» **DESCRIPTION OF THE TASK**: Check every line of the data below for the word "from". Copy the ones that have it.

» **WORKING DATA**:

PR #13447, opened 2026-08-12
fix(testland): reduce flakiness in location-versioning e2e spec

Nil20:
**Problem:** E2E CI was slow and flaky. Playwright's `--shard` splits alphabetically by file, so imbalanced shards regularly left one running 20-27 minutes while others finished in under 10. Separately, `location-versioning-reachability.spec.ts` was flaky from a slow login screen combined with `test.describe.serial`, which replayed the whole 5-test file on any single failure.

---

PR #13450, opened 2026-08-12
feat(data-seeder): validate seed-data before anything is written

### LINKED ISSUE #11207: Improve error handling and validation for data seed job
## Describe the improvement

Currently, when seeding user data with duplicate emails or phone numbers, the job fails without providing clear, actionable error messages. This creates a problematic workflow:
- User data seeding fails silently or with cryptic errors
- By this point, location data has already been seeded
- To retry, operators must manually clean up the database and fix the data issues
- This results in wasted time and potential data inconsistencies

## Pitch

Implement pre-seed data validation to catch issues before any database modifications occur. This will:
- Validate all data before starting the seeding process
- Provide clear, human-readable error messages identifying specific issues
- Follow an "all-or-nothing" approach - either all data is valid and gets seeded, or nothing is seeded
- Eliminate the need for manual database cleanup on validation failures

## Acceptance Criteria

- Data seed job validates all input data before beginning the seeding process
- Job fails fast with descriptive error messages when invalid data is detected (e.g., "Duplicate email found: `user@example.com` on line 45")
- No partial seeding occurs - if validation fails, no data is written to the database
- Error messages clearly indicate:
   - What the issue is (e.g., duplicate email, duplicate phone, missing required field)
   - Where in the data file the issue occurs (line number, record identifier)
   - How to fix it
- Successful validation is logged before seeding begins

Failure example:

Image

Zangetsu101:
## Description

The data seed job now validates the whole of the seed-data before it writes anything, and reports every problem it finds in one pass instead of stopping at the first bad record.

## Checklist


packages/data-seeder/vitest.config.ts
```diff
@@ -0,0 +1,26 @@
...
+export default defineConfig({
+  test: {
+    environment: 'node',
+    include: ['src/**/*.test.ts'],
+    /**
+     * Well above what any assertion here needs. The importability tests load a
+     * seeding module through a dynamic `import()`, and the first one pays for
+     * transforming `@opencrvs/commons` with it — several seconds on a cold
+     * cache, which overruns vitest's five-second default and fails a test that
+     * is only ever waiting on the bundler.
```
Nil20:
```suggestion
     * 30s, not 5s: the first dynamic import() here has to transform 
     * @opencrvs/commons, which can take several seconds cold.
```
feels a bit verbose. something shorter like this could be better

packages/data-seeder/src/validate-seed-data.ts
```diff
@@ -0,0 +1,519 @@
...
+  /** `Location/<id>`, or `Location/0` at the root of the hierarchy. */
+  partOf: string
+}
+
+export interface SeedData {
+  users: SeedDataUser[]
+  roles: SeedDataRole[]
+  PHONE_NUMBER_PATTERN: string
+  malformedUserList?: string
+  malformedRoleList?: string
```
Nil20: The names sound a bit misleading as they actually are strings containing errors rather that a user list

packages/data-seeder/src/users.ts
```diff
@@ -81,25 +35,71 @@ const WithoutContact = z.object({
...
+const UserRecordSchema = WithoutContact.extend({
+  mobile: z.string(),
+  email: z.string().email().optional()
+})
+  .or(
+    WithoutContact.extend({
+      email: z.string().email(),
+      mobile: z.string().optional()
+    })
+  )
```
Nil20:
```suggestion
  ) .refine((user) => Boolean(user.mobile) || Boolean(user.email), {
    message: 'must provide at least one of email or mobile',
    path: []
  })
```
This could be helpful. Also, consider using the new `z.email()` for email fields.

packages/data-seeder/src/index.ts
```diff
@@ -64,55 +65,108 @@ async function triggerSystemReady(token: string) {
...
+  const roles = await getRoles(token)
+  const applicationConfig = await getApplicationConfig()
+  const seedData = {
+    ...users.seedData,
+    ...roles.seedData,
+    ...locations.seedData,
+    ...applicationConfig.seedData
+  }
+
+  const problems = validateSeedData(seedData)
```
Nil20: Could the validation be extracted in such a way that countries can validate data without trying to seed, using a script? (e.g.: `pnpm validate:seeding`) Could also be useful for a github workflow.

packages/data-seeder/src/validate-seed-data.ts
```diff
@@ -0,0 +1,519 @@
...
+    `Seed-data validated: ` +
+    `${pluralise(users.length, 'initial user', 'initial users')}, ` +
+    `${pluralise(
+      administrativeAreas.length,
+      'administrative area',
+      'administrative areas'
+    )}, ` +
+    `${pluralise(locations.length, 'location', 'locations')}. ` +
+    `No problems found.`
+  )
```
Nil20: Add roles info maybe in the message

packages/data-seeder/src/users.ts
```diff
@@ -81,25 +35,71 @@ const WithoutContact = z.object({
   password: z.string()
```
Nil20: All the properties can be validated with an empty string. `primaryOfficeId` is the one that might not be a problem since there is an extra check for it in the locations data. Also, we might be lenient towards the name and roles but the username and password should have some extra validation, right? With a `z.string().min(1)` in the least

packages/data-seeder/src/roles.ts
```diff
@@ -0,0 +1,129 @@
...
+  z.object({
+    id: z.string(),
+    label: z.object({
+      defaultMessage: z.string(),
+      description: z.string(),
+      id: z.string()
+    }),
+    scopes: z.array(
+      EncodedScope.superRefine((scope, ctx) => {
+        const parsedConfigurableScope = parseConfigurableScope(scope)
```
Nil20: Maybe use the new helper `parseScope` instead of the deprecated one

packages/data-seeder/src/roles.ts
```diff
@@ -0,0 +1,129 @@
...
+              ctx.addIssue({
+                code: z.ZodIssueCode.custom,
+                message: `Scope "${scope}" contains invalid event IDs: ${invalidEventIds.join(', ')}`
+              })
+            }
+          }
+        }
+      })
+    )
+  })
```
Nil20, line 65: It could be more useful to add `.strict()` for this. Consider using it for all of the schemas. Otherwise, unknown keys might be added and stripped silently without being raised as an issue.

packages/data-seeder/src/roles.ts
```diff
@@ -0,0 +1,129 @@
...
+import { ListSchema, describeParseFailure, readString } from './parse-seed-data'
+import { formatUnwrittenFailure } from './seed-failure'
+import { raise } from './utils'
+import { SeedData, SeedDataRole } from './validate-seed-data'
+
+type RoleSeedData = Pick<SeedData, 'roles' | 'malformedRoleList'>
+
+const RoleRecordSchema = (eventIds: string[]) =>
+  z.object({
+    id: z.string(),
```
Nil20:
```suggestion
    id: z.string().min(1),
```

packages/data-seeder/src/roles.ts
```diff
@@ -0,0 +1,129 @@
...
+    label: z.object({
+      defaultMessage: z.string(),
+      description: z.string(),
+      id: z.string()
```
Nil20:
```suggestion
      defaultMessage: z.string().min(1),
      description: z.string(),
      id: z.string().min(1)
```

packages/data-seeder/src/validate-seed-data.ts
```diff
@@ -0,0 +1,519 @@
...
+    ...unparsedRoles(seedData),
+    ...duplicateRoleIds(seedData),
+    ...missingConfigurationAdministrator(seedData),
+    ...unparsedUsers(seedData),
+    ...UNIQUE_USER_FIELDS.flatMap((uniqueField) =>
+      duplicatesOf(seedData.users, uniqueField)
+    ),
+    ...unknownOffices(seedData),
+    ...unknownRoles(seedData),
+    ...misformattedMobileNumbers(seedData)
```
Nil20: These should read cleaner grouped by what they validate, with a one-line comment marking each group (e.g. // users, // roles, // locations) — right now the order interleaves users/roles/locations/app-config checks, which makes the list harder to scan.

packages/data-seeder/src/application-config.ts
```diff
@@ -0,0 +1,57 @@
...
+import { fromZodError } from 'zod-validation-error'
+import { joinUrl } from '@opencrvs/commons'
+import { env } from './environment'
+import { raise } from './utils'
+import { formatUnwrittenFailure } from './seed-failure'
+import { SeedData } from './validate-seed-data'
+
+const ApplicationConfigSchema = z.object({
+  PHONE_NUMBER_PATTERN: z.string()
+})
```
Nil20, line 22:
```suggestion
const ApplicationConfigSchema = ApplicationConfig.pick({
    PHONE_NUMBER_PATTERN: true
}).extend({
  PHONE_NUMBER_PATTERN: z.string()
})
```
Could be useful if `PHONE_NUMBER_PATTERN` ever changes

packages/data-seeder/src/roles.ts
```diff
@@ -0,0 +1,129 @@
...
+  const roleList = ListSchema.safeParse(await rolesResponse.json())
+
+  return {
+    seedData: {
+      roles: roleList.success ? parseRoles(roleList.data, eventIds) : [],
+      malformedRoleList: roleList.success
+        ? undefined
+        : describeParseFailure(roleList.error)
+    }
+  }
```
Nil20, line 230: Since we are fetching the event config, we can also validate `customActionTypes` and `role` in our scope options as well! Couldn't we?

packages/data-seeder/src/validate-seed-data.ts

---

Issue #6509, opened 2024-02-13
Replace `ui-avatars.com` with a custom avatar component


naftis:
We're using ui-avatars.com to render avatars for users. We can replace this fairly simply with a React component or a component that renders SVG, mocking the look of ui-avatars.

» **RESPONSE FOR THIS EXERCISE**:
**Problem:** E2E CI was slow and flaky. Playwright's `--shard` splits alphabetically by file, so imbalanced shards regularly left one running 20-27 minutes while others finished in under 10. Separately, `location-versioning-reachability.spec.ts` was flaky from a slow login screen combined with `test.describe.serial`, which replayed the whole 5-test file on any single failure.
+import { ListSchema, describeParseFailure, readString } from './parse-seed-data'
+import { formatUnwrittenFailure } from './seed-failure'
+import { raise } from './utils'
+import { SeedData, SeedDataRole } from './validate-seed-data'
+import { fromZodError } from 'zod-validation-error'
+import { joinUrl } from '@opencrvs/commons'
+import { env } from './environment'
+import { raise } from './utils'
+import { formatUnwrittenFailure } from './seed-failure'
+import { SeedData } from './validate-seed-data'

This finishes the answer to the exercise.